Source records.

PR #10610, opened 2023-02-25
Fix tests by mocking optimism

TrevinAvery:
### Checklist:

Running `npm run test` locally showed the following results:
```
Test Suites: 10 failed, 143 passed, 153 total
Tests:       312 failed, 16 skipped, 1973 passed, 2301 total
Snapshots:   1 failed, 143 passed, 144 total
```

Each failed failed due to at least one of these issues:
1. A snapshot had a non-ascii whitespace character
2. Four hooks did not mock `optimism`, so the tests would fail saying one of the functions it creates was missing
3. Several tests were restoring mocks after each test, which included restoring the `optimism` mock, causing subsequent tests to fail

This addresses issues 2 and 3, which means only the one snapshot test fails.

### DIFF
--- a/src/cache/inmemory/__tests__/cache.ts
+++ b/src/cache/inmemory/__tests__/cache.ts
@@ -16,9 +16,6 @@ import { TypePolicies } from '../policies';
 disableFragmentWarnings();
 
 describe('Cache', () => {
-  afterAll(() => {
-    jest.restoreAllMocks();
-  });
   function itWithInitialData(
     message: string,
     initialDataForCaches: ({ [key: string]: any })[],
--- a/src/react/hooks/__tests__/useFragment.test.tsx
+++ b/src/react/hooks/__tests__/useFragment.test.tsx
@@ -17,10 +17,9 @@ import {
 } from "../../../core";
 import { useQuery } from "../useQuery";
 
+jest.mock('optimism')
+
 describe("useFragment", () => {
-  beforeEach(() => {
-    jest.restoreAllMocks();
-  });
   it("is importable and callable", () => {
     expect(typeof useFragment).toBe("function");
   });
--- a/src/react/hooks/__tests__/useLazyQuery.test.tsx
+++ b/src/react/hooks/__tests__/useLazyQuery.test.tsx
@@ -12,10 +12,9 @@ import { QueryResult } from '../../types/types';
 
 const IS_REACT_18 = React.version.startsWith("18");
 
+jest.mock('optimism')
+
 describe('useLazyQuery Hook', () => {
-  beforeEach(() => {
-    jest.restoreAllMocks();
-  });
   afterEach(() => {
     resetApolloContext();
   });
--- a/src/react/hooks/__tests__/useMutation.test.tsx
+++ b/src/react/hooks/__tests__/useMutation.test.tsx
@@ -15,10 +15,9 @@ import { useMutation } from '../useMutation';
 import { BatchHttpLink } from '../../../link/batch-http';
 import { FetchResult } from '../../../link/core';
 
+jest.mock('optimism')
+
 describe('useMutation Hook', () => {
-  beforeEach(() => {
-    jest.restoreAllMocks();
-  });
   afterEach(() => {
     resetApolloContext();
   });
--- a/src/react/hooks/__tests__/useQuery.test.tsx
+++ b/src/react/hooks/__tests__/useQuery.test.tsx
@@ -1,9 +1,8 @@
 import React, { Fragment, useEffect, useState } from 'react';
 import { DocumentNode, GraphQLError } from 'graphql';
 import gql from 'graphql-tag';
-import { act } from 'react-dom/test-utils';
 import userEvent from '@testing-library/user-event';
-import { render, screen, waitFor, renderHook } from '@testing-library/react';
+import { act, render, screen, waitFor, renderHook } from '@testing-library/react';
 import {
   ApolloClient,
   ApolloError,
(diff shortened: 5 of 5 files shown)


jerelmiller:
Hey @TrevinAvery 👋  Appreciate the contribution!

Are there specific conditions in which you saw the failing tests locally, such as a particular Node version? We've been pretty successful running tests locally (with the exception of a flaky test here and there), so this PR surprised me a little bit.

To be honest, I'm a bit hesitant to fully mock out any external library within our tests, unless we have a really good reason to do so. `optimism` is an important piece of some of the performance aspects of the `InMemoryCache`, but we want to have confidence we are using it correctly. Mocking out that library might prevent us from finding implementation issues that we might have otherwise caught. The more our tests execute through the same code paths that our user's experience apps do, the more confidence we can have that the library functions as expected.

Would you be willing to dig a bit deeper to try and understand why you might be seeing lots of failing tests on your end? This definitely feels like a "works on my machine" situation, which is no fun 😄. If we can avoid fully mocking out `optimism` and instead address the real root cause, I'd be much more keen on merging this.

Thanks!

TrevinAvery:
I can get you some examples of the actual errors I see a little later. But
they basically say some function generated by optimism is undefined. To be
honest, I'm not too sure what optimism is doing, and the readme for the
package is basically blank. I can dig into it if I can get some direction
on what it is for.

I chose to mock the package because I saw it was being mocked in an
existing test and it seemed to resolve the issue. But I don't have an
understanding of the impact.

jerelmiller:
`optimism` as I understand it, is an efficient way to be able to cache computed values for functions (in some ways, its a memoization library on steroids). It has the ability to tolerate dependencies inside the wrapped function as to know when it should recompute when those dependencies change. 

Its got a lot more utility than that, and I'm sure I'm not doing the library justice, but this is where my knowledge of the package falls down 😆. It's written by another member of our core team, so I'm sure he can expound upon it better than I (@benjamn perhaps this is a nudge to write up a README 😉).

I know we use it to ensure some of our implementation of the `InMemoryCache` is as performant as possible. We want to try and do as little work where possible to ensure apps with large caches are still very fast. `optimism` really helps us here. I just get a little hesitant to mock a piece that could have major implications on our implementation since cache invalidations of these computations are important to ensuring the rest of Apollo Client is working with accurate data.

> I saw it was being mocked in an existing test and it seemed to resolve the issue

Interesting! I guess I should've looked deeper into the tests. I wasn't aware we were already mocking it in an existing test. In fact, I'd love to change that at some point and remove this if possible.

Anyways, some examples of the errors would be super helpful. Thanks for sticking with me!

TrevinAvery:
This is what I'm testing with
- MacBook Pro 2017 Intel running MacOS 12.5.1
- Node v18.6.0

When I run `npm run test` on the current `main` branch, I get
```
Test Suites: 11 failed, 142 passed, 153 total
Tests:       313 failed, 16 skipped, 1972 passed, 2301 total
Snapshots:   1 failed, 143 passed, 144 total
Time:        283.754 s
Ran all test suites in 3 projects.
```
Running `npm run test -- --runInBand` disables parallel tests and results in
```
Test Suites: 10 failed, 143 passed, 153 total
Tests:       312 failed, 16 skipped, 1973 passed, 2301 total
Snapshots:   1 failed, 143 passed, 144 total
Time:        309.917 s, estimated 445 s
Ran all test suites in 3 projects.
```

Here are two examples of the errors that disappear when we mock `optimism`

```
  ● useLazyQuery Hook › options.defaultOptions › defaultOptions do not confuse useLazyQuery

    TypeError: this.executeSelectionSet is not a function

      237 |
      238 |     const rootRef = makeReference(rootId);
    > 239 |     const execResult = this.executeSelectionSet({
          |                             ^
      240 |       selectionSet: getMainDefinition(query).selectionSet,
      241 |       objectOrReference: rootRef,
      242 |       enclosingRef: rootRef,
```

```
  ● useLazyQuery Hook › network errors › handles errorPolicy:"ignore" appropriately

    TypeError: Cannot read properties of undefined (reading 'forget')

      272 |       // maybeBroadcastWatch OptimisticWrapperFunction, to prevent memory
      273 |       // leaks involving the closure of watch.callback.
    > 274 |       this.maybeBroadcastWatch.forget(watch);
          |                                ^
      275 |     };
      276 |   }
      277 |
```

From what I can tell, `executeSelectionSet` and `maybeBroadcastWatch` should be created by `optimism`, but are `undefined` when I run the tests. If I add `jest.mock('optimism')` to the `useLazyQuery.test.tsx` test file, these errors go away and all the tests in that file pass. I'm not sure why though.

I chose to mock `optimism` when I saw it used in `cache.ts` and `readFromStore.ts` in the`src/cache/inmemory/__tests__/` folder.

alessbell:
Hi @TrevinAvery, thanks for the additional info!

That's interesting: I've never seen those errors before, and if you look at the two places where optimism is currently mocked and at `src/cache/inmemory/__mocks__/optimism.ts`, you'll see that both times it's mocked immediately before importing `wrap` since the mock itself only wraps `wrap` in a jest function and exports the rest of the library, seemingly to make `resultCacheMaxSize` testing more straightforward.

We do have some improvements to make on the testing front, namely to leverage the `--workerIdleMemoryLimit` configuration setting introduced in Jest 29 to mitigate this upstream memory consumption issue https://github.com/facebook/jest/issues/11956, especially given the size of our test suite(s).

I have two follow-up questions if you don't mind (and no worries if not!):
1. If you run e.g. the `useLazyQuery` tests on their own without mocking optimism, do you see the same errors?
2. If you change the `test` command in `package.json` to `jest --config ./config/jest.config.js -w=2 --workerIdleMemoryLimit=1G` what errors if any do you see?

Thanks again!

bignimbus:
Thanks all, I think that making tests more stable and performant is always a great goal.  Mocking `optimism` may result in false negatives since it's part of the library's functionality.  @TrevinAvery we will close this PR but I don't want to stop the conversation.  Would you be open to creating a new issue with suggestions/observations based on @jerelmiller and @alessbell's comments and/or starting a thread in our [Discord](https://discord.gg/graphos)?  Thanks a bunch 🙏🏻

PR #10611, opened 2023-02-25
Fix snapshot with non-ascii character

TrevinAvery:
### Checklist:

When running the tests locally on my personal mac, one test would fail to match the snapshot because the snapshot contained invisible non-ASCII characters. Specifically, the issue was in a date string between the seconds and the meridian label.

Snapshot: `"localeString": "9/25/2020, 1:08:33 PM"`
Local output: `"localeString": "9/25/2020, 1:08:33 PM"`

You can see they appear the same, but using a character identifier will show that the [gap in the local output](https://software.hixie.ch/utilities/cgi/unicode-decoder/character-identifier?characters=+) is:

```
U+0020 SPACE character
```

Whereas the [gap in the snapshot](https://software.hixie.ch/utilities/cgi/unicode-decoder/character-identifier?characters=%E2%80%AF) contains:

```
U+00E2 LATIN SMALL LETTER A WITH CIRCUMFLEX character (&#x00E2;)
U+0080 <control> character (&#x0080;)
U+00AF MACRON character (&#x00AF;)
```

This is because `Date.toLocaleString()` is not guaranteed to return the same string value in every browser, which makes it unreliable for testing. For this reason, I updated the test to use hard coded values instead.

See [this StackOverflow post](https://stackoverflow.com/questions/25574963/ies-tolocalestring-has-strange-characters-in-results) for more details.

### DIFF
--- a/src/cache/inmemory/__tests__/__snapshots__/writeToStore.ts.snap
+++ b/src/cache/inmemory/__tests__/__snapshots__/writeToStore.ts.snap
@@ -5,7 +5,7 @@ Object {
   "ROOT_QUERY": Object {
     "__typename": "Query",
     "currentTime({\\"tz\\":\\"UTC-5\\"})": Object {
-      "localeString": "9/25/2020, 1:08:33 PM",
+      "localeString": "9/25/2020, 1:08:33 PM",
     },
     "someJSON": Object {
       "foos": Array [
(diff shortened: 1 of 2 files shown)


alessbell (approved):
Thanks for the PR, @TrevinAvery! The snapshot and its space character were updated when the CI image used to run the tests was bumped from Node 18.12 to 19.4. Thanks for making this test more resilient 🎉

Problem description.
Pick from the records each line that contains the word "files" and show it.

Output.
(diff shortened: 5 of 5 files shown)
(diff shortened: 1 of 2 files shown)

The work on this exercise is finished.